• Kyodo News


Profit from managing accumulated pension reserves totaled ¥9.185 trillion in fiscal 2009 in what would be the first profitable asset management for a single fiscal year in three years, the health ministry said Wednesday.

The profit is the highest since fiscal 2001, when the government began managing pension reserves with full-fledged investments in financial markets.

It is a sharp reversal from fiscal 2008, which logged a worst-ever loss of ¥9.67 trillion due to global financial market turbulence in the wake of the Lehman Brothers collapse in September 2008. A moderate recovery in stock and other financial markets helped the government recover the loss in the fiscal year to last March 31.

The Government Pension Investment Fund, affiliated with the welfare ministry to consign pension fund management to trust banks and other financial institutions, is expected to announce the official figures soon.

Because pension reserves are managed on a long-term basis, a single year’s results won’t change the amount of pension receipt, but profitable management improves Japan’s pension financing condition.

According to the Health, Labor and Welfare Ministry, about ¥122.5 trillion in pension reserves — premium income from employee pensions and national pensions for independent enterprises and others minus pension payment costs — was invested in financial markets as of the end of 2009, 69 percent of which went into domestic bonds.

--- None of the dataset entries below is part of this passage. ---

PR #764, opened 2023-01-05
Fix core export provider

oehme:
Since https://github.com/apache/maven/pull/616, the default CoreExportProvider no longer uses the provided CoreExports, but instead tries (and fails) to discover them itself.

This change fixes that by providing our own custom instance of CoreExportProvider. This allows core extension to contribute exported artifacts and exported packages again, like it used to do before the Maven 4.x upgrade.

### DIFF
--- a/integration-tests/src/test/java/org/mvndaemon/mvnd/it/ExtensionWithApiTest.java
+++ b/integration-tests/src/test/java/org/mvndaemon/mvnd/it/ExtensionWithApiTest.java
@@ -1,0 +1,52 @@
+/*
+ * Licensed to the Apache Software Foundation (ASF) under one
+ * or more contributor license agreements.  See the NOTICE file
+ * distributed with this work for additional information
+ * regarding copyright ownership.  The ASF licenses this file
+ * to you under the Apache License, Version 2.0 (the
+ * "License"); you may not use this file except in compliance
+ * with the License.  You may obtain a copy of the License at
+ *
+ *   http://www.apache.org/licenses/LICENSE-2.0
+ *
+ * Unless required by applicable law or agreed to in writing,
+ * software distributed under the License is distributed on an
+ * "AS IS" BASIS, WITHOUT WARRANTIES OR CONDITIONS OF ANY
+ * KIND, either express or implied.  See the License for the
+ * specific language governing permissions and limitations
+ * under the License.
+ */
+package org.mvndaemon.mvnd.it;
+
+import javax.inject.Inject;
+
+import org.junit.jupiter.api.Test;
+import org.mvndaemon.mvnd.assertj.TestClientOutput;
+import org.mvndaemon.mvnd.client.Client;
+import org.mvndaemon.mvnd.client.DaemonParameters;
+import org.mvndaemon.mvnd.junit.MvndNativeTest;
+
+@MvndNativeTest(projectDir = "src/test/projects/extension-with-api")
+public class ExtensionWithApiTest {
+
+    @Inject
+    Client client;
+
+    @Inject
+    DaemonParameters parameters;
+
+    @Test
+    void pluginCanAccessExtensionApi() throws InterruptedException {
+        install("extension");
+        install("plugin");
+        TestClientOutput o = new TestClientOutput();
+        client.execute(o, "org.mvndaemon.mvnd.test.extension.with.api:plugin:mojo")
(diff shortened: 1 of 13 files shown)


oehme:
The underlying reason why the default logic doesn't work is because the [discovery method](https://github.com/apache/maven/blob/fc2d94f0777998000f7b886d45efb88c28fc09cd/maven-core/src/main/java/org/apache/maven/extension/internal/CoreExtensionEntry.java#L83) calls [ClassRealm.loadResourcesFromImport](https://github.com/codehaus-plexus/plexus-classworlds/blob/master/src/main/java/org/codehaus/plexus/classworlds/realm/ClassRealm.java#L526), which does not handle `META-INF` entries from imported realms. It looks up the name `META-INF/maven/extension.xml` and matches that against the import realms. The[ matching logic](https://github.com/codehaus-plexus/plexus-classworlds/blob/b17db1eae685abd72e2f2f0aad5a40c3bc09fd15/src/main/java/org/codehaus/plexus/classworlds/realm/Entry.java#L71) only accounts for classes/resources in packages, but doesn't account for META-INF. So it never never finds the extension.xml entries.

maven-embedder has the [same problem](https://github.com/apache/maven/blob/master/maven-embedder/src/main/java/org/apache/maven/cli/MavenCli.java#L594) now.

ppalaga:
I have resterted the ubuntu-18.04 CI job. Not sure why it has shown up as cancelled.

gnodet:
@oehme thx for the detailed explanation.  Would it be possible to add an IT to test this feature ?

oehme:
Yes, I'll add one

oehme:
@gnodet The test infrastructure assumes that every test case is a single project, but for my case I had to install the extension first before using it in the consuming build. I hacked around this by adding the project dir as an additional parameter, but I'd love suggestions for a more elegant solution.

integration-tests/src/test/java/org/mvndaemon/mvnd/it/ExtensionWithApiTest.java
```diff
@@ -0,0 +1,64 @@
...
+        TestClientOutput o = new TestClientOutput();
+        client.execute(o, "org.mvndaemon.mvnd.test.extension.with.api:plugin:mojo")
+                .assertSuccess();
+        o.assertContainsMatchingSubsequence("Hello World!");
+    }
+
+    private void installExtension() throws InterruptedException {
+        TestClientOutput o = new TestClientOutput();
+        ((NativeTestClient) client)
+                .execute(o, parameters.multiModuleProjectDirectory().resolve("extension"), List.of("install"))
```
ppalaga, line 54: Wouldn't standard Maven `-f,--file` cli param serve the purpose?
```suggestion
                .execute(o, List.of("install", "-f", "extension"))
```

ppalaga:
> The test infrastructure assumes that every test case is a single project, but for my case I had to install the extension first before using it in the consuming build. I hacked around this by adding the project dir as an additional parameter, but I'd love suggestions for a more elegant solution.

I have left a suggestion inline.

integration-tests/src/test/java/org/mvndaemon/mvnd/it/ExtensionWithApiTest.java
oehme: Of course :) Done

oehme:
@ppalaga this should be good to go :)

ppalaga (approved):
I'll let @gnodet re-review and merge.

oehme:
Would it be possible to get an m2 for this? I'd love to run our extensions full CI build against this to make sure we work properly when 1.0 comes out.

gnodet:
> Would it be possible to get an m2 for this? I'd love to run our extensions full CI build against this to make sure we work properly when 1.0 comes out.

Yes, though I'd like to have a `maven 4.0.0-alpha-4` release and then release `mvnd 1.0.0-m2`.

ppalaga:
Here is a fix for GH Actions not publishing the PR's binaries https://github.com/apache/maven-mvnd/pull/774

gnodet (approved):

ppalaga:
@oehme, BTW if you now send some dummy PR, it will publish the distribution zips for 3 (of 4, excl. Apple M1) supported platforms  under Checks > Artifacts. You could perhaps use those to test on your side?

Among other investment tools, 11 percent was invested in domestic stocks, 10 percent in foreign stocks and 8 percent in foreign bonds.

As for the government’s risk tolerance with regard to pension management, Internal Affairs and Communications Minister Kazuhiro Haraguchi has called for more aggressive investment in emerging countries following the massive investment loss in fiscal 2008. Meanwhile, welfare minister Akira Nagatsuma has talked about the importance of secure asset management.

The two ministries have set up a joint committee to study how pension reserves should be managed.